** Your objective **
Which lines come from the start of the records through the line that holds "- Adds 24 tests"? Write them out word for word.

----- Material shown -----

PR #1244, opened 2026-08-04
test(#876): automate the iCloud sync QA checklist where it doesn't need two Macs

davidwkeith:
## Summary

- Converts the parts of `docs/qa/2026-07-27-icloud-sync-manual-qa.md` (epic #876) that never actually needed two Macs into automated tests, so the hand-run on real hardware shrinks to the genuinely multi-device residue. **Section 5 ("Non-iCloud site: zero activity") is now fully automated and marked as not needing a manual run**; sections 1–4 keep only their hardware-dependent steps.
- Adds 24 tests across 6 files — including first-ever coverage for `UbiquitousVersionStore`, `ICloudSyncEligibility`, and `SyncModel`'s ineligible path, and first use of `SyncScheduler`'s `onStatusChange` and `now:` seams, which no test had exercised.
- Corrects a QA-doc row that contradicted shipped behaviour (details below). **No production code changes.**

### What got automated

| QA section | Now pinned by | Still manual |
|---|---|---|
| §1 sequential handoff | `Syncing… → Synced` transition *order*, the date `.synced(_)` carries, fast-forward settling with no banner | iCloud actually propagating `source.bundle`, and how long it takes |
| §2 simultaneous edit | conflict detection, peer-on-another-branch skipped rather than mis-merged, conflict marker surviving relaunch but clearing once converged, peer convergence after a resolution | iCloud minting real `NSFileVersion` conflict versions; sheet/banner as rendered UI; "Open Both…" |
| §3 offline + reconnect | push failure reaching the toolbar with the engine's own prose, recovery on an ordinary later trigger (no "sync now" button by design), `stop()` cancelling a pending debounce | whether a real offline push fails fast rather than hanging; reconnect latency |
| §4 eviction | push against an evicted artifact leaving it byte-for-byte intact, `waitingForICloud` → normal fast-forward on retry, `materializeTimeout` reaching the seam | real eviction, Finder badges, whether 15s is the right timeout on a slow link |
| §5 non-iCloud site | **all of it** | — |

### Two deliberate limits

- **No production-code changes.** Most of §2.3–2.7's *app-layer* behaviour (banner state, `statusLabel` counts, `openBothVersions`, `resolve` orchestration) is unreachable from tests because `SyncModel` constructs `SyncEngine()`/`SyncScheduler(...)` inline, hardcodes `ICloudSyncEligibility.isEligible`, and keeps `status` `private(set)`. Unlocking it needs injection seams in `SyncModel` — a separate change, deliberately not smuggled in here.
- **No `LogCenter` assertions**, even though several QA pass criteria are phrased as `sync:pull` log lines. It's a process-wide ring buffer and Swift Testing runs suites in parallel, so those assertions would be flaky. The `PullResult`/`PushResult` enums carry identical information and are asserted instead; for §5 the durable proxy is that the model never leaves `.idle` and `Config/sync/` is never created, neither of which can hold if anything emitted a `sync:*` line.

### QA doc correction

§4.2 predicted that push "doesn't require the *local* copy to be materialized before overwriting it". `SyncEngine.push` does the opposite, deliberately — it materializes an existing artifact before comparing, because reading a not-yet-downloaded placeholder would look like "no artifact yet" and force a spurious rewrite. The row now describes shipped behaviour and cites the test.

`FakeVersionStore` gains an opt-in per-call outcome queue and timeout recording; both are additive, and an empty queue falls back to the existing single `outcome`, so every prior call site behaves as before.

## Paired PR check

## Test plan

- [x] Manual smoke (if UI-touching): n/a — tests and docs only, no production code touched.

> [!IMPORTANT]
> **Both build boxes are unchecked because they could not be run.** This branch was authored in a Linux container with no Swift toolchain, and the entire sync stack is `#if canImport(Darwin)`-gated, so **none of this has been compiled** — CI is the first real check. Every API call was written against signatures read directly from source rather than from memory, but a reviewer should treat a green CI run, not this description, as the evidence it compiles.

Does not close #876 — that epic stays open until the two-Mac manual run happens, which this only shrinks.

---
_Generated by [Claude Code](https://claude.ai/code/session_01EJcKyqZUTNWCSWThLMKw3m)_

### DIFF
--- a/Tests/AnglesiteAppTests/SyncModelTests.swift
+++ b/Tests/AnglesiteAppTests/SyncModelTests.swift
@@ -1,0 +1,156 @@
+import Testing
+import Foundation
+import AnglesiteCore
+import AnglesiteSiteModel
+import AnglesiteTestSupport
+@testable import AnglesiteAppCore
+
+/// Automates QA §5 ("Non-iCloud site: zero activity") from
+/// `docs/qa/2026-07-27-icloud-sync-manual-qa.md` (epic #876, feature #881).
+///
+/// That whole section needs no real hardware and no production seam: a package under the system
+/// temp directory genuinely isn't ubiquitous, so `ICloudSyncEligibility.isEligible(package:)` is
+/// honestly `false` here for the same reason it is on a tester's external volume. The remaining
+/// sections (§1–§4) all require two Macs on one iCloud account and stay manual.
+///
+/// The QA doc's §5.2 observation channel is the Debug Pane's `sync:*` log lines. These tests
+/// deliberately do **not** assert against `LogCenter`: it's a process-wide ring buffer shared by
+/// every suite in this bundle, so a log-emptiness assertion would be flaky under parallel
+/// execution. "Zero sync activity" is asserted in its durable form instead — the model never
+/// leaves `.idle`, and nothing is ever written under `Config/sync/`. Nothing can emit a `sync:*`
+/// line without going through the scheduler/engine that those two facts prove was never built.
+@Suite("SyncModel — non-iCloud site (QA §5)")
+@MainActor
+struct SyncModelTests {
+    /// A real `.anglesite` skeleton under the system temp directory — i.e. a package that is
+    /// genuinely not in a ubiquity container, matching QA §5.1's "package **outside** iCloud
+    /// Drive". Returns the temp root too so the caller can clean it up.
+    private func makeLocalPackage() throws -> (package: AnglesitePackage, root: URL) {
+        let root = try makeTempDir(prefix: "sync-model-local")
+        let packageURL = root.appendingPathComponent("Local Only.anglesite", isDirectory: true)
+        let (package, _) = try AnglesitePackage.createSkeleton(at: packageURL, displayName: "Local Only")
+        return (package, root)
+    }
+
+    private func fileExists(_ url: URL) -> Bool {
+        FileManager.default.fileExists(atPath: url.path)
+    }
+
+    /// QA §5.1: "The sync status toolbar icon does not appear at all (not even as a
+    /// disabled/idle state)."
+    ///
+    /// `SyncStatusView.body` is wrapped in `if model.isEligible`, so `isEligible == false` is
+    /// exactly the condition that makes the toolbar item render nothing. `statusLabel` is asserted
+    /// alongside it because the ineligible branch produces different copy ("Not synced with
+    /// iCloud") from the eligible-but-not-yet-pushed one ("Not yet synced") — swapping those would
+    /// leave a still-hidden icon whose accessibility value claims the feature is merely pending.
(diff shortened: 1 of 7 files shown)


davidwkeith (commented):
Reviewed the full diff, cross-checking every new test against the actual current signatures in `Sources/AnglesiteCore/{SyncEngine,SyncScheduler,SyncConflictResolver,ICloudSyncEligibility,VersionStore}.swift`, `Sources/AnglesiteSiteModel/AnglesitePackage.swift`, and `Sources/AnglesiteApp/SyncModel.swift`, since the PR description flags that this was written without a Swift toolchain and asks reviewers to actually verify it compiles logically rather than trust the description.

**No correctness issues found.** Specifically verified:
- API calls match real signatures: `AnglesitePackage.createSkeleton(at:displayName:)`, `syncDirectoryURL`/`syncBundleURL`/`conflictsDirectoryURL`, `ICloudSyncEligibility.isEligible(package:fileManager:)`, the `PullResult`/`PushResult`/`SyncConflict` case shapes, `SyncEngine.init(versionStore:materializeTimeout:)`, `UbiquitousVersionStore(pollInterval:)`, `ConflictVersionHandle` equality, `SyncConflictResolver.resolve(...)`, and the `@testable import AnglesiteAppCore` module name.
- Actor-isolation `await`/`nonisolated` usage is correct throughout.
- The trickier new cases trace correctly against real control flow: `pushAgainstEvictedArtifactLeavesItIntact`/`materializeTimeoutReachesTheVersionStore` against `SyncEngine.push`'s materialize-before-compare branch; `pullSkipsConflictVersionOnAnotherBranch` against `reconcileDivergence`'s peer-fetch loop (a peer version missing the synced branch is `continue`d before entering `tips`, so `mergedTips == ["icloud"]` and `resolvedIDs.isEmpty` both check out); `peerConvergesAfterResolution`'s `.keepMine`-survives-both-sides prediction.
- `SyncModelTests`' synchronous assertions after `start()`/`stop()`/etc. on an ineligible package aren't racing anything — the ineligible-package guard prevents any `Task` from spawning, so there's no hidden flakiness there.
- PR-body claims hold up: `git diff --stat` confirms only `Tests/` and `docs/qa/` changed (genuinely no production code); `FakeVersionStore`'s new outcome queue falls back to the old single-`outcome` field exactly as described, so it's backward-compatible with every existing call site.

Two non-blocking observations, not defects:
- The new `SyncSchedulerTests` cases reuse the file's existing `waitUntil`/`ManualDebounceGate` polling convention rather than introducing a new pattern — consistent with the rest of the suite.
- `ICloudSyncEligibilityTests`'s `StubUbiquitousFileManager` subclasses `FileManager`, which has precedent elsewhere (`DesignApplyServiceTests`, `AnglesitePackageTests`).

`build-test` (the job that actually runs `swift test`) is still in progress as of this review — worth a final glance once it completes, but nothing in the diff itself needs changing.

---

-----

** Answer for this exercise **
PR #1244, opened 2026-08-04
test(#876): automate the iCloud sync QA checklist where it doesn't need two Macs

davidwkeith:
## Summary

- Converts the parts of `docs/qa/2026-07-27-icloud-sync-manual-qa.md` (epic #876) that never actually needed two Macs into automated tests, so the hand-run on real hardware shrinks to the genuinely multi-device residue. **Section 5 ("Non-iCloud site: zero activity") is now fully automated and marked as not needing a manual run**; sections 1–4 keep only their hardware-dependent steps.
- Adds 24 tests across 6 files — including first-ever coverage for `UbiquitousVersionStore`, `ICloudSyncEligibility`, and `SyncModel`'s ineligible path, and first use of `SyncScheduler`'s `onStatusChange` and `now:` seams, which no test had exercised.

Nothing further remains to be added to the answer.